Extending a speech recognition model
SpeechKit provides multiple ways to improve speech recognition:
Auto-tuning based on logged data
By default, SpeechKit does not save data provided by users. However, the most effective way to improve a speech recognition model is to train it on real user data.
To improve the quality of speech recognition, use model auto-tuning. It will enable you to save data transmitted in requests and use it for further training. Auto-tuning improves recognition quality while the model is running without any further data collecting actions on your part.
Auto-tuning is a good option under these conditions:
- The current script used for work tasks fails to recognize some of the vocabulary.

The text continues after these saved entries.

PR #237, opened 2021-03-25
paytest: Fix crash reported by m-schmoock on direct payment

cdecker:
We crash the plugin accidentally if we're not handling a paytest but
rather a payment destined for us, due to us falsely assuming the
short-channel-id to be set in the onion

Reported-by: Michael Schmoock <@m-schmoock>


m-schmoock:
tACK adb277d

m-schmoock:
ACK 086ee71

PR #246, opened 2021-05-28
Rebalance improvements

m-schmoock:
- this will fix and cleanup some things
- adds a feature where the plugin tries routes first that are more likely to be successful while brute forcing all possible routes later on. Meaning it will try shorter routes first, then a longer routes while simultaneously setting a higher requested capacity to `getroute` method and finally just trying all routes we can get.
- exclude nodes for future getroute requests that produce 4 or more `erring_node` errors (regardless the cause).

### DIFF
--- a/rebalance/rebalance.py
+++ b/rebalance/rebalance.py
@@ -179,7 +179,7 @@ def rebalance(plugin, outgoing_scid, incoming_scid, msatoshi: Millisatoshi = Non
     excludes = [my_node_id]  # excude all own channels to prevent shortcuts
     nodes = {}               # here we store erring node counts
     maxhops = 1              # start with short routes and increase
-    msat_factor = plugin.msat_factor # start with high msatoshi factor to reduce
+    msatfactor = plugin.msatfactor # start with high msatoshi factor to reduce
                              # WIRE_TEMPORARY failures because of imbalances
 
     # 'disable' maxhops filter if set to <= 0
@@ -200,20 +200,20 @@ def rebalance(plugin, outgoing_scid, incoming_scid, msatoshi: Millisatoshi = Non
                 r = plugin.rpc.getroute(incoming_node_id,
                                         fromid=outgoing_node_id,
                                         exclude=excludes,
-                                        msatoshi=msatoshi * msat_factor,
+                                        msatoshi=msatoshi * msatfactor,
                                         maxhops=maxhops,
                                         riskfactor=10, cltv=9)
                 time_getroute += time.time() - time_start
             except RpcError as e:
                 # could not find route -> change params and restart loop
                 if e.method == "getroute" and e.error.get('code') == 205:
-                    # reducce msatoshi factor to look for smaller channels now
-                    msat_factor -= 1
-                    if msat_factor == 0:
+                    # reduce msatfactor to look for smaller channels now
+                    msatfactor -= 1
+                    if msatfactor == 0:
                         # when we reached neutral msat factor:
-                        # increase maxhops and restart with msat_factor
+                        # increase maxhops and restart with msatfactor
                         maxhops = maxhops + 1
-                        msat_factor = plugin.msat_factor
+                        msatfactor = plugin.msatfactor
                         continue
                     # we observed that we only have a ~3% success rate on routes that
                     # are 8 hops or longer. Hence we cut at 6 (+2 in/out).
@@ -258,7 +258,7 @@ def rebalance(plugin, outgoing_scid, incoming_scid, msatoshi: Millisatoshi = Non
 
             except RpcError as e:
                 time_sendpay += time.time() - time_start
-                plugin.log(f"maxhops:{maxhops}  msat_factor:{msat_factor}  running_for:{int(time.time()) - start_ts}  count_getroute:{count}  time_getroute:{time_getroute}  time_getroute_avg:{time_getroute / count}  count_sendpay:{count_sendpay}  time_sendpay:{time_sendpay}  time_sendpay_avg:{time_sendpay / count_sendpay}", 'debug')
+                plugin.log(f"maxhops:{maxhops}  msatfactor:{msatfactor}  running_for:{int(time.time()) - start_ts}  count_getroute:{count}  time_getroute:{time_getroute}  time_getroute_avg:{time_getroute / count}  count_sendpay:{count_sendpay}  time_sendpay:{time_sendpay}  time_sendpay_avg:{time_sendpay / count_sendpay}", 'debug')
                 #plugin.log(f"RpcError: {str(e)}", 'debug')
                 # check if we ran into the `rpc.waitsendpay` timeout
                 if e.method == "waitsendpay" and e.error.get('code') == 200:
@@ -616,11 +616,11 @@ def init(options, configuration, plugin):
     plugin.fee_ppm = config.get("fee-per-satoshi")
     plugin.mutex = Lock()
     plugin.maxhops = int(options.get("rebalance-maxhops"))
-    plugin.msat_factor = float(options.get("rebalance-msat_factor"))
+    plugin.msatfactor = float(options.get("rebalance-msatfactor"))
     plugin.log(f"Plugin rebalance initialized with {plugin.fee_base} base / {plugin.fee_ppm} ppm fee  "
                f"cltv_final:{plugin.cltv_final}  "
                f"maxhops:{plugin.maxhops}  "
-               f"msat_factor:{plugin.msat_factor}")
+               f"msatfactor:{plugin.msatfactor}")
 
 
 plugin.add_option(
@@ -633,7 +633,7 @@ plugin.add_option(
 )
 
 plugin.add_option(
-    "rebalance-msat_factor",
+    "rebalance-msatfactor",
     "4",
     "Will instruct `getroute` call to use higher requested capacity first. "
     "Note: This will decrease to 1 when no routes can be found.",
--- a/rebalance/rebalance.py
+++ b/rebalance/rebalance.py
@@ -197,8 +197,9 @@ def rebalance(plugin, outgoing_scid, incoming_scid, msatoshi: Millisatoshi = Non
 
             try:
                 plugin.rpc.sendpay(route, payment_hash)
-                plugin.rpc.waitsendpay(payment_hash, retry_for + start_ts - int(time.time()))
-                return success_msg
+                running_for = int(time.time()) - start_ts
+                plugin.rpc.waitsendpay(payment_hash, max(retry_for - running_for, 0))
+                break
 
             except RpcError as e:
                 plugin.log("RpcError: " + str(e), 'debug')
--- a/rebalance/rebalance.py
+++ b/rebalance/rebalance.py
@@ -280,11 +280,11 @@ def rebalance(plugin, outgoing_scid, incoming_scid, msatoshi: Millisatoshi = Non
                 if erring_channel is not None and erring_direction is not None:
                     excludes.append(erring_channel + '/' + str(erring_direction))
                 # count and exclude nodes that produce a lot of errors
-                if erring_node:
+                if erring_node and plugin.erringnodes > 0:
                     if nodes.get(erring_node) is None:
                         nodes[erring_node] = 0
                     nodes[erring_node] += 1
-                    if nodes[erring_node] > 3:
+                    if nodes[erring_node] >= plugin.erringnodes:
                         excludes.append(erring_node)
 
     except Exception as e:
@@ -624,10 +624,13 @@ def init(options, configuration, plugin):
     plugin.mutex = Lock()
     plugin.maxhops = int(options.get("rebalance-maxhops"))
     plugin.msatfactor = float(options.get("rebalance-msatfactor"))
+    plugin.erringnodes = int(options.get("rebalance-erringnodes"))
+
     plugin.log(f"Plugin rebalance initialized with {plugin.fee_base} base / {plugin.fee_ppm} ppm fee  "
                f"cltv_final:{plugin.cltv_final}  "
                f"maxhops:{plugin.maxhops}  "
-               f"msatfactor:{plugin.msatfactor}")
+               f"msatfactor:{plugin.msatfactor} "
+               f"erringnodes:{plugin.erringnodes}")
 
 
 plugin.add_option(
@@ -646,4 +649,13 @@ plugin.add_option(
     "Note: This will decrease to 1 when no routes can be found.",
     "string"
 )
+
+plugin.add_option(
+    "rebalance-erringnodes",
+    "5",
+    "Exclude nodes from routing that raised N or more errors. "
+    "Note: Use 0 to disable.",
+    "string"
+)
+
 plugin.run()
--- a/rebalance/rebalance.py
+++ b/rebalance/rebalance.py
@@ -173,7 +173,7 @@ def rebalance(plugin, outgoing_scid, incoming_scid, msatoshi: Millisatoshi = Non
         excludes = [my_node_id]  # excude all own channels to prevent shortcuts
 
         while int(time.time()) - start_ts < retry_for and not plugin.rebalance_stop:
-            r = plugin.rpc.getroute(incoming_node_id, msatoshi, riskfactor=1, cltv=9, fromid=outgoing_node_id, exclude=excludes)
+            r = plugin.rpc.getroute(incoming_node_id, msatoshi, riskfactor=10, cltv=9, fromid=outgoing_node_id, exclude=excludes, maxhops=5)
             route_mid = r['route']
             route = [route_out] + route_mid + [route_in]
             setup_routing_fees(plugin, route, msatoshi)
--- a/rebalance/rebalance.py
+++ b/rebalance/rebalance.py
@@ -130,7 +130,9 @@ def calc_optimal_amount(out_ours, out_total, in_ours, in_total, payload):
 
 @plugin.method("rebalance")
 def rebalance(plugin, outgoing_scid, incoming_scid, msatoshi: Millisatoshi = None,
-              maxfeepercent: float = 0.5, retry_for: int = 60, exemptfee: Millisatoshi = Millisatoshi(5000)):
+              maxfeepercent: float = 0.5, retry_for: int = 60,
+              exemptfee: Millisatoshi = Millisatoshi(5000),
+              maxhops: int = None, msatfactor: float = None):
     """Rebalancing channel liquidity with circular payments.
 
     This tool helps to move some msatoshis between your channels.
@@ -139,6 +141,10 @@ def rebalance(plugin, outgoing_scid, incoming_scid, msatoshi: Millisatoshi = Non
         msatoshi = Millisatoshi(msatoshi)
     maxfeepercent = float(maxfeepercent)
     retry_for = int(retry_for)
+    if maxhops is None:
+        maxhops = plugin.maxhops
+    if msatfactor is None:
+        msatfactor = plugin.msatfactor
     exemptfee = Millisatoshi(exemptfee)
     payload = {
         "outgoing_scid": outgoing_scid,
@@ -178,13 +184,14 @@ def rebalance(plugin, outgoing_scid, incoming_scid, msatoshi: Millisatoshi = Non
     rpc_result = None
     excludes = [my_node_id]  # excude all own channels to prevent shortcuts
     nodes = {}               # here we store erring node counts
-    maxhops = 1              # start with short routes and increase
-    msatfactor = plugin.msatfactor # start with high msatoshi factor to reduce
+    _maxhops = 1             # start with short routes and increase
+    _msatfactor = msatfactor # start with high msatoshi factor to reduce
                              # WIRE_TEMPORARY failures because of imbalances
 
     # 'disable' maxhops filter if set to <= 0
+    # I know this is ugly, but we don't ruin the rest of the code this way
     if plugin.maxhops <= 0:
-        maxhops = 20
+        _maxhops = 20
 
     # trace stats
     count = 0
@@ -200,22 +207,22 @@ def rebalance(plugin, outgoing_scid, incoming_scid, msatoshi: Millisatoshi = Non
                 r = plugin.rpc.getroute(incoming_node_id,
                                         fromid=outgoing_node_id,
                                         exclude=excludes,
-                                        msatoshi=msatoshi * msatfactor,
-                                        maxhops=maxhops,
+                                        msatoshi=msatoshi * _msatfactor,
+                                        maxhops=_maxhops,
                                         riskfactor=10, cltv=9)
                 time_getroute += time.time() - time_start
             except RpcError as e:
                 # could not find route -> change params and restart loop
                 if e.method == "getroute" and e.error.get('code') == 205:
-                    # reduce msatfactor to look for smaller channels now
-                    msatfactor -= 1
-                    if msatfactor < 1:
+                    # reduce _msatfactor to look for smaller channels now
+                    _msatfactor -= 1
+                    if _msatfactor < 1:
                         # when we reached neutral msat factor:
-                        # increase maxhops and restart with msatfactor
-                        maxhops = maxhops + 1
-                        msatfactor = plugin.msatfactor
+                        # increase _maxhops and restart with msatfactor
+                        _maxhops = _maxhops + 1
+                        _msatfactor = msatfactor
                     # abort if we reached maxhop limit
-                    if plugin.maxhops > 0 and maxhops > plugin.maxhops:
+                    if maxhops > 0 and _maxhops > maxhops:
                         rpc_result = {'status': 'error', 'message': 'No suitable routes found'}
                         return cleanup(plugin, label, payload, rpc_result)
                     continue
@@ -256,7 +263,7 @@ def rebalance(plugin, outgoing_scid, incoming_scid, msatoshi: Millisatoshi = Non
 
             except RpcError as e:
                 time_sendpay += time.time() - time_start
-                plugin.log(f"maxhops:{maxhops}  msatfactor:{msatfactor}  running_for:{int(time.time()) - start_ts}  count_getroute:{count}  time_getroute:{time_getroute}  time_getroute_avg:{time_getroute / count}  count_sendpay:{count_sendpay}  time_sendpay:{time_sendpay}  time_sendpay_avg:{time_sendpay / count_sendpay}", 'debug')
+                plugin.log(f"maxhops:{_maxhops}  msatfactor:{_msatfactor}  running_for:{int(time.time()) - start_ts}  count_getroute:{count}  time_getroute:{time_getroute}  time_getroute_avg:{time_getroute / count}  count_sendpay:{count_sendpay}  time_sendpay:{time_sendpay}  time_sendpay_avg:{time_sendpay / count_sendpay}", 'debug')
                 #plugin.log(f"RpcError: {str(e)}", 'debug')
                 # check if we ran into the `rpc.waitsendpay` timeout
                 if e.method == "waitsendpay" and e.error.get('code') == 200:
@@ -483,7 +490,9 @@ def maybe_rebalance_pairs(plugin: Plugin, ch1, ch2, failed_channels: list):
         plugin.log(f"Try to rebalance: {scid1} -> {scid2}; amount={amount}; maxfee={maxfee}")
         start_ts = time.time()
         try:
-            res = rebalance(plugin, outgoing_scid=scid1, incoming_scid=scid2, msatoshi=amount, maxfeepercent=0, retry_for=1200, exemptfee=maxfee)
+            res = rebalance(plugin, outgoing_scid=scid1, incoming_scid=scid2,
+                    msatoshi=amount, maxfeepercent=0, retry_for=1200,
+                    exemptfee=maxfee, maxhops=6, msatfactor=1)
             if not res.get('status') == 'complete':
                 raise Exception  # fall into exception handler below
         except Exception:
--- a/rebalance/rebalance.py
+++ b/rebalance/rebalance.py
@@ -65,16 +65,22 @@ def find_worst_channel(route):
     return worst
 
 
-def cleanup(plugin, label, payload, success_msg, error=None):
+def cleanup(plugin, label, payload, rpc_result, error=None):
     try:
         plugin.rpc.delinvoice(label, 'unpaid')
     except RpcError as e:
         # race condition: waitsendpay timed out, but invoice get paid
         if 'status is paid' in e.error.get('message', ""):
-            return success_msg
-    if error is None:
-        error = RpcError("rebalance", payload, {'message': 'Rebalance failed'})
-    raise error
+            return rpc_result
+
+    if error is not None and isinstance(error, RpcError):
+        # unwrap rebalance errors as 'normal' RPC result
+        if error.method == "rebalance":
+            return {"status": "exception",
+                    "message": error.error.get('message', "error not given")}
+        raise error
+
+    return rpc_result
 
 
 # This function calculates the optimal rebalance amount
@@ -168,7 +174,8 @@ def rebalance(plugin, outgoing_scid, incoming_scid, msatoshi: Millisatoshi = Non
     description = "%s to %s" % (outgoing_scid, incoming_scid)
     invoice = plugin.rpc.invoice(msatoshi, label, description, retry_for + 60)
     payment_hash = invoice['payment_hash']
-    success_msg = ""
+    rpc_result = None
+
     try:
         excludes = [my_node_id]  # excude all own channels to prevent shortcuts
 
@@ -188,7 +195,7 @@ def rebalance(plugin, outgoing_scid, incoming_scid, msatoshi: Millisatoshi = Non
                 excludes.append(worst_channel['channel'] + '/' + str(worst_channel['direction']))
                 continue
 
-            success_msg = {"sent": msatoshi + fees, "received": msatoshi, "fee": fees, "hops": len(route),
+            rpc_result = {"sent": msatoshi + fees, "received": msatoshi, "fee": fees, "hops": len(route),
                            "outgoing_scid": outgoing_scid, "incoming_scid": incoming_scid, "status": "settled",
                            "message": f"{msatoshi + fees} sent over {len(route)} hops to rebalance {msatoshi}"}
             plugin.log("Sending %s over %d hops to rebalance %s" % (msatoshi + fees, len(route), msatoshi), 'debug')
@@ -198,24 +205,30 @@ def rebalance(plugin, outgoing_scid, incoming_scid, msatoshi: Millisatoshi = Non
             try:
                 plugin.rpc.sendpay(route, payment_hash)
                 running_for = int(time.time()) - start_ts
-                plugin.rpc.waitsendpay(payment_hash, max(retry_for - running_for, 0))
-                break
+                result = plugin.rpc.waitsendpay(payment_hash, max(retry_for - running_for, 0))
+                if result.get('status') == "complete":
+                    return cleanup(plugin, label, payload, rpc_result)
 
             except RpcError as e:
-                plugin.log("RpcError: " + str(e), 'debug')
+                #plugin.log("RpcError: " + str(e), 'debug')
+                # check if we ran into the `rpc.waitsendpay` timeout
+                if e.method == "waitsendpay" and e.error.get('code') == 200:
+                    raise RpcError("rebalance", payload, {'message': 'Timeout reached'})
+                # check if we have problems with our own channels
                 erring_channel = e.error.get('data', {}).get('erring_channel')
                 if erring_channel == incoming_scid:
                     raise RpcError("rebalance", payload, {'message': 'Error with incoming channel'})
                 if erring_channel == outgoing_scid:
                     raise RpcError("rebalance", payload, {'message': 'Error with outgoing channel'})
+                # exclude other erroring channels
                 erring_direction = e.error.get('data', {}).get('erring_direction')
                 if erring_channel is not None and erring_direction is not None:
                     excludes.append(erring_channel + '/' + str(erring_direction))
 
     except Exception as e:
-        plugin.log("Exception: " + str(e), 'debug')
-        return cleanup(plugin, label, payload, success_msg, e)
-    return cleanup(plugin, label, payload, success_msg)
+        return cleanup(plugin, label, payload, rpc_result, e)
+    rpc_result = {'status': 'error', 'message': 'Timeout reached'}
+    return cleanup(plugin, label, payload, rpc_result)
 
 
 def a_minus_b(a: Millisatoshi, b: Millisatoshi):
@@ -416,6 +429,8 @@ def maybe_rebalance_pairs(plugin: Plugin, ch1, ch2, failed_channels: list):
         start_ts = time.time()
         try:
             res = rebalance(plugin, outgoing_scid=scid1, incoming_scid=scid2, msatoshi=amount, maxfeepercent=0, retry_for=1200, exemptfee=maxfee)
+            if not res.get('status') == 'complete':
+                raise Exception  # fall into exception handler below
         except Exception:
             failed_channels.append(scid1 + ":" + scid2)
             # rebalance failed, let's try with a smaller amount
--- a/rebalance/rebalance.py
+++ b/rebalance/rebalance.py
@@ -174,13 +174,45 @@ def rebalance(plugin, outgoing_scid, incoming_scid, msatoshi: Millisatoshi = Non
     description = "%s to %s" % (outgoing_scid, incoming_scid)
     invoice = plugin.rpc.invoice(msatoshi, label, description, retry_for + 60)
     payment_hash = invoice['payment_hash']
+
     rpc_result = None
+    count = 0
+    excludes = [my_node_id]  # excude all own channels to prevent shortcuts
+    nodes = {}               # here we store erring node counts
+    maxhops = 1              # start with short routes and increase
+    msat_factor = 4          # start with high msatoshi factor to reuce
+                             # WIRE_TEMPORARY failures because of imbalances
 
     try:
-        excludes = [my_node_id]  # excude all own channels to prevent shortcuts
-
         while int(time.time()) - start_ts < retry_for and not plugin.rebalance_stop:
-            r = plugin.rpc.getroute(incoming_node_id, msatoshi, riskfactor=10, cltv=9, fromid=outgoing_node_id, exclude=excludes, maxhops=5)
+            count += 1
+            try:
+                r = plugin.rpc.getroute(incoming_node_id,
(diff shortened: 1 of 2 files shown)


m-schmoock:
@gallizoltan Do you want to have a look at this? When this round is done we should start with a multipart payment implementation.

I will also adapt this changes to the drain plugin, which really needs some caretaking...

rebalance/rebalance.py
```diff
@@ -168,16 +174,35 @@ def rebalance(plugin, outgoing_scid, incoming_scid, msatoshi: Millisatoshi = Non
...
-    try:
-        excludes = []
-        # excude all own channels to prevent unwanted shortcuts [out,mid,in]
-        mychannels = plugin.rpc.listchannels(source=my_node_id)['channels']
-        for channel in mychannels:
-            excludes += [channel['short_channel_id'] + '/0', channel['short_channel_id'] + '/1']
 
+    rpc_result = None
+    count = 0
+    excludes = [my_node_id]  # excude all own channels to prevent shortcuts
```
gallizoltan, line 180: Wow! Much cleaner than the previous version:
```
for channel in mychannels:
    excludes += [channel['short_channel_id'] + '/0', channel['short_channel_id'] + '/1']
```
Nice work!

gallizoltan (approved):
LGTM! Much better this way! Thank you for the nice work!

rebalance/rebalance.py
```diff
@@ -168,16 +174,35 @@ def rebalance(plugin, outgoing_scid, incoming_scid, msatoshi: Millisatoshi = Non
...
+            except RpcError as e:
+                # could not find route -> change params and restart loop
+                if e.method == "getroute" and e.error.get('code') == 205:
+                    maxhops = maxhops + 1
+                    if maxhops == 5:    # set msatoshi factor to neutral
+                        msat_factor = 1
+                        continue
+                    if maxhops == 10:
+                        rpc_result = {'status':'error', 'message': 'No suitable routes found'}
+                        return cleanup(plugin, label, payload, rpc_result)
```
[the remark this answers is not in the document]
m-schmoock: Question about this: Do your numbers include the `route_in` and `route_out` first and last hop we add manually? Because we do `getroute` only for the path in between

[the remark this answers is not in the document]
gallizoltan: Yes, my numbers originate from this message:
```
success_msg = {"sent": msatoshi + fees, "received": msatoshi, "fee": fees, "hops": len(route),
               "outgoing_scid": outgoing_scid, "incoming_scid": incoming_scid, "status": "settled",
               "message": f"{msatoshi + fees} sent over {len(route)} hops to rebalance {msatoshi}"}
```
The `route_in` and `route_out` is included.

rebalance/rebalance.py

- The vocabulary for auto-tuning should be easy to perceive by ear and to transcribe. For example, drug names are not suitable as these terms come from a narrow domain. To recognize domain-specific terms, use model tuning.
To send data for auto-tuning, provide the x-data-logging-enabled: true header in your API requests. For an example with logging enabled, see Request headers for troubleshooting in Yandex SpeechKit. Then contact support to request model fine-tuning on the provided data.
Auto-tuning tips:
- It will take a minimum of 10 hours of audio in Russian to achieve a difference in the quality of recognition. Recognition models for other languages may require more data. The recommended data volume is 50 hours or more.
- Recognition model training takes about three months for Russian. During this time, the team will check and validate the data, add it to the training dataset, and train the model. For other languages, contact your account manager.
Using audio to improve quality
You can improve speech recognition by submitting an audio file to the SpeechKit team. This method is similar to auto-tuning but uses an audio prepared by you instead of data provided in API requests. Submit it to the support team
For the recommended data size, refer to the auto-tuning restrictions.
Fine-tuning
The basic speech recognition model is designed to work with everyday language, but it may not be sufficient to recognize specific vocabulary. By tuning, you can train the model to recognize domain-specific terms from different fields:
- Medicine: Diagnoses, biological terms, drug names.
- Business: Company names.
- Trade: Product ranges (jewelry, electronics, and so on).
- Finance: Banking terms and names of banking products.
For tuning you will need a list of terms (words or phrases) and at least three free-form text examples for each term.
Tuning is available for the Russian language only.
Tuning takes about two months from when you submit the data archive to the support team.